* _WHAT TO DO_: Below are entries; write every one of them out again exactly.

*** Opening of LISTED ENTRIES ***

PR #9058, opened 2026-07-16
fix(terminal): stop leaking Orca's NODE_ENV into spawned shells

### LINKED ISSUE #9057: [Bug]: Orca forwards its own NODE_ENV into spawned terminals
**Operating system:** macOS (platform-agnostic — the code path is shared)

**Orca version:** v1.4.144-rc.0 (reproduced running from source / dev build)

## Short summary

*** Close of LISTED ENTRIES ***

* _YOUR SOLUTION_:
PR #9058, opened 2026-07-16
fix(terminal): stop leaking Orca's NODE_ENV into spawned shells

### LINKED ISSUE #9057: [Bug]: Orca forwards its own NODE_ENV into spawned terminals
**Operating system:** macOS (platform-agnostic — the code path is shared)

**Orca version:** v1.4.144-rc.0 (reproduced running from source / dev build)

## Short summary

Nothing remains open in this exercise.